3.《见索即付保函统一规则》,未对受益人的欺诈或滥用权利及担保人的抗辩权作出明确规定,因此当事人在选择国际惯例作为保函争议解决依据时,或者未对法律适用做出约定时,在涉及欺诈的情况下,仍需以欺诈之诉应适用的准据法为依据解决欺诈争议。

结语:期待明确指引

独立保函是国际交易中重要的信用工具,对此类纠纷的审理倾向和理念,直接关系着我国国际贸易的发展和成长;独立保函纠纷作为涉外案件的一类 ,其

判决结果和水平,直接影响着我国司法的国际形象和权威地位。而因为立法的缺失,我国各地法院在审理独立保函纠纷时审判尺度并不一致,出现的疑难问题也纷繁复杂,本文仅就其中几个方面的问题予以探讨和研究,其结论的得出也是依据现有法律法规的间接规定,甚至参考类似制度下的相关法规及国际惯例的有关精神。因此,我们希望此文的思考和结论能对相关问题的审判实践有所参考意义,更期望最高人民法院对独立保函纠纷出台相关司法解释或者案例指导,给我们的审判实践以更明确的指引。 注释

1 如辽宁省沈阳市马来西亚KUB电力公司诉被告中国光大银行股份有限公司沈阳分行见索即付保函案中,被告光大银行股份有限公司沈阳分行答辩称其开立的保函为从属性保函。

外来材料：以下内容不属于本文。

PR #29, opened 2023-07-27
Conformer ONNX export test case

JackTemaki:
This is a full test case to test that all our Conformer code is actually exportable.

Also adds a `tensor_length_to_mask` function, which is inspired by https://github.com/albertz/playground/blob/master/torch-tracing-seqmask.py

### DIFF
--- a/.github/workflows/model_tests.yml
+++ b/.github/workflows/model_tests.yml
@@ -20,8 +20,7 @@ jobs:
           cache: 'pip'
       - run: |
           pip install pytest
-          pip install -r requirements.txt
-          pip install -r requirements_dev.txt
+          pip install typeguard librosa torch==1.13.1 onnx=1.13.1 onnxruntime=1.13.1
       - name: Test Models
         run: |
           python -m pytest tests
--- a/.github/workflows/model_tests.yml
+++ b/.github/workflows/model_tests.yml
@@ -20,7 +20,7 @@ jobs:
           cache: 'pip'
       - run: |
           pip install pytest
-          pip install typeguard librosa torch==1.13.1 onnx=1.13.1 onnxruntime=1.13.1
+          pip install typeguard librosa torch==1.13.1 onnx==1.13.1 onnxruntime==1.13.1
       - name: Test Models
         run: |
           python -m pytest tests
--- a/i6_models/util/compat.py
+++ b/i6_models/util/compat.py
@@ -12,7 +12,7 @@ def logical_not(tensor: torch.Tensor, /) -> torch.Tensor:
 
     :param tensor: bool mask of shape (B, T) to be inverted.
     """
-    if torch.onnx.is_in_onnx_export():
+    if torch.jit.is_scripting() or torch.jit.is_tracing():
         return torch.logical_xor(tensor, torch.ones_like(tensor))
     else:
         return torch.logical_not(tensor)
--- a/i6_models/util/compat.py
+++ b/i6_models/util/compat.py
@@ -12,7 +12,7 @@ def logical_not(tensor: torch.Tensor, /) -> torch.Tensor:
 
     :param tensor: bool mask of shape (B, T) to be inverted.
     """
-    if torch.jit.is_scripting() or torch.jit.is_tracing():
+    if torch.onnx.is_in_onnx_export():
         return torch.logical_xor(tensor, torch.ones_like(tensor))
     else:
         return torch.logical_not(tensor)
--- a/i6_models/util/mask.py
+++ b/i6_models/util/mask.py
@@ -1,0 +1,16 @@
+import torch
+
+
+def tensor_mask_from_length(tensor: torch.Tensor, seq_len: torch.Tensor) -> torch.Tensor:
+    """
+    mask a tensor with a "positive" mask (boolean true means position is used)
+
+    This function is traceable.
+
+    :param tensor: [B,T,....]
+    :param seq_len: [B]
+    :return: [B,T]
+    """
+    r = torch.arange(tensor.shape[1], device=tensor.device)  # [T]
+    seq_mask = torch.less(r[None, :], seq_len[:, None])  # broadcast to [B,T]
+    return seq_mask
--- a/requirements.txt
+++ b/requirements.txt
@@ -1,3 +1,3 @@
 typeguard
-torch==1.13.1
+torch
 librosa
--- a/requirements.txt
+++ b/requirements.txt
@@ -1,3 +1,3 @@
 typeguard
-torch
+torch==1.13.1
 librosa
--- a/tests/test_conformer.py
+++ b/tests/test_conformer.py
@@ -155,7 +155,7 @@ def test_conformer_onnx_export():
         assert torch.allclose(outputs_normal, outputs_traced, atol=1e-5)
 
         export_onnx(
-            traced_model,
+            model,
             (dummy_data, dummy_data_len),
             f=f,
             verbose=True,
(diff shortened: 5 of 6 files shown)


i6_models/util/compat.py
```diff
@@ -12,7 +12,7 @@ def logical_not(tensor: torch.Tensor, /) -> torch.Tensor:
 
     :param tensor: bool mask of shape (B, T) to be inverted.
     """
-    if torch.onnx.is_in_onnx_export():
+    if torch.jit.is_scripting() or torch.jit.is_tracing():
```
Atticus1806, line 15: does this include all scenarios where `is_in_onnx_export` is `True`?

tests/test_conformer.py
```diff
@@ -79,3 +87,112 @@ def get_output(shape, norm):
...
+        outputs_onnx_other = torch.FloatTensor(
+            session.run(None, {"data": dummy_data.numpy(), "data_len": dummy_data_len_2.numpy()})[0]
+        )
+
+        # The default 1e-8 was slightly too strong
+        assert torch.allclose(outputs_normal, outputs_onnx, atol=1e-5)
+        # check that for different lengths we really get a different result
+        assert not torch.allclose(outputs_normal, outputs_onnx_other, atol=1e-5)
+
+        # in the future check with different batching and max size (20)
```
Atticus1806, line 184: is this TODO in this PR or in general?

i6_models/util/compat.py
JackTemaki: I thought it is, but going through the code I am actually not so sure anymore. It seems the internal tracing via the ONNX call is not exactly the same as the regular `jit.trace()`. I think just to be safe we might want to have all 3 checks....

tests/test_conformer.py
JackTemaki: In this PR we can not fix this, so this is a general warning that our model is not batch-size-safe, and to give an idea how to expand the tests once it is.

i6_models/util/compat.py
albertz: Why is this change needed for ONNX export?

The code below (`logical_not`) was specifically about missing (or buggy/broken) Torch-to-ONNX support, not about scripting or tracing.

JackTemaki: You might want to use e.g. scripting instead of tracing, but then this is called before the actual ONNX export, so `is_in_onnx_export` does not work.

requirements.txt
```diff
@@ -1,3 +1,3 @@
 typeguard
-torch
+torch==1.13.1
```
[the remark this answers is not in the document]
JackTemaki: > Specifically, we should always recommend to use the latest PyTorch version

As long as people do not actually expect this to work with the latest version to work, fine.

i6_models/util/compat.py
albertz: You might want to use scripting or tracing and not use ONNX, and then you would not want to have this, so this condition would be wrong then.

We should just make it more explicit then. We can have an own global flag `in_onnx_export`, which we can set in our torch-to-onnx-export script.

JackTemaki: I will just revert this change for now to not delay this further, scripting is anyway something only I used so far. Then it works as expected for the RETURNN script, and I will modify my own setup.

Atticus1806 (approved):

i6_models/util/mask.py
```diff
@@ -0,0 +1,16 @@
+import torch
+
+
+def tensor_mask_from_length(tensor: torch.Tensor, seq_len: torch.Tensor) -> torch.Tensor:
```
albertz, line 4: The function does not really depend on `tensor` at all, except for `tensor.shape[1]`. I would only use that as an explicit arg `max_len`.

The corresponding function in TensorFlow is [`tf.sequence_mask`](https://www.tensorflow.org/api_docs/python/tf/sequence_mask), which has a much better name and API. Why don't we just follow that (more or less)? Specifically, I would suggest:

```suggestion
def sequence_mask(lens: torch.Tensor, /, *, max_len: Optional[torch.Tensor] = None) -> torch.Tensor:
```

The `max_len` can be optional. We can just use `torch.max(lens)` if it is not explicitly given.

JackTemaki: I had `torch.max(lens)` in the original function, and this was not traceable, so I proposed to disable masks for the export. Then you made the suggestion to use tensor.shape, because that is traceable. Why do you want to go back now?

albertz: I did not suggest to change any logic here. I just say that `tensor` should not be the argument of the function, but `maxlen` (thus `tensor.shape[1]`) instead.

Also, I suggested to extend the logic by allowing `max_len=None` and having this default fallback logic.

And `torch.max` is traceable. It works just fine. Maybe you used `max` instead? This probably casts the `torch.Tensor` to a Python `int` and thus makes it non-traceable.

JackTemaki: Sorry for not being specific enough, I said using `torch.max` makes the whole function non-traceable, not that `torch.max` itself is not traceable. `torch.arange` only accepts an integer., so you would have to cast the result of torch.max to int, making it non-traceable. For some reason when using `tensor.shape` tracing works, although it is usually  treated like an integer, not a tensor.

JackTemaki: Hmm right, I wonder why the old tests failed. Yes, then the API change makes sense.

JackTemaki: What should I do for the device? Should we run the mask creation then on CPU and copy later, or pass device as extra argument?

albertz: Ah good question. `device` should be an extra argument. But we probably want to allow for some default behavior. Using the device of `seq_len` is maybe not a good idea, as in practice, `seq_len` often will be on CPU, but we want the seq mask usually on GPU.

In Torch >=2, it might make sense to rely on the Torch default device behavior (using `with torch.device(...)` context scope or `torch.set_default_device(...)`), which you get automatically when you pass `device=None` (or not at all) to `torch.arange`. So maybe we can just leave it as that, and users of outdated PyTorch versions must explicitly pass `device`.

.github/workflows/model_tests.yml
```diff
@@ -20,8 +20,7 @@ jobs:
           cache: 'pip'
       - run: |
           pip install pytest
-          pip install -r requirements.txt
-          pip install -r requirements_dev.txt
+          pip install typeguard librosa torch==1.13.1 onnx==1.13.1 onnxruntime==1.13.1
```
christophmluscher, line 23: I am just wondering why is this better than using the `requirements[_dev].txt`?

christophmluscher (approved):

albertz (changes requested):

tests/test_conformer.py
```diff
@@ -79,3 +87,112 @@ def get_output(shape, norm):
...
+            output_names=["classes"],
+            dynamic_axes={
+                "data": {0: "batch", 1: "time"},
+                "data_len": {0: "batch"},
+                "classes": {0: "batch", 1: "time"},
+            },
+        )
+
+        session = ort.InferenceSession(f.name)
+        outputs_onnx = torch.FloatTensor(
```
kuacakuaca, line 172: can you check if forwarding with new data which have a different time dimension works? I have been testing recognition with the exported onnx model which failed at MHSA reshape op. The requested size had a fixed time dim.

JackTemaki:
Can someone continue this PR? I will probably not find the time to look at this until the end of my internship...

JackTemaki:
This will be covered by Kaloyan in later PRs.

2 周辉斌:《银行保函与备用信用证法律事务》,中信出版社2003年,第38~52页

3 梁慧星:《国际贸易中银行担保法律问题研究》,法律出版社2000年,48页

4 参见沈达明: 《国际经济贸易中使用的银行担保》,对外经济贸易大学出版社1985年,第30~31页。

5 参见刘贵祥: 《独立保函制度的现实与展望》,载于《涉外商事海事审判指导》2009年第1辑,162页。

6 参见贺绍奇:《国际金融担保法律理论与实务》,人民法院出版社2000年,第40~41页。